## Exercise details
Report each line of the data that has "android" somewhere in it.

## Given data

PR #826, opened 2020-01-16
GT-631 : Text being cut off

gyasistory:
https://jira.cru.org/browse/GT-631

### DIFF
--- a/app/src/main/res/layout/fragment_tool_details.xml
+++ b/app/src/main/res/layout/fragment_tool_details.xml
@@ -101,19 +101,7 @@
             android:layout_width="match_parent"
             android:layout_height="wrap_content"
             android:elevation="7dp"
-            app:tabBackground="@color/action_bar_action_tint">
-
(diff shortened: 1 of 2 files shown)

## Task response
             android:layout_width="match_parent"
             android:layout_height="wrap_content"
             android:elevation="7dp"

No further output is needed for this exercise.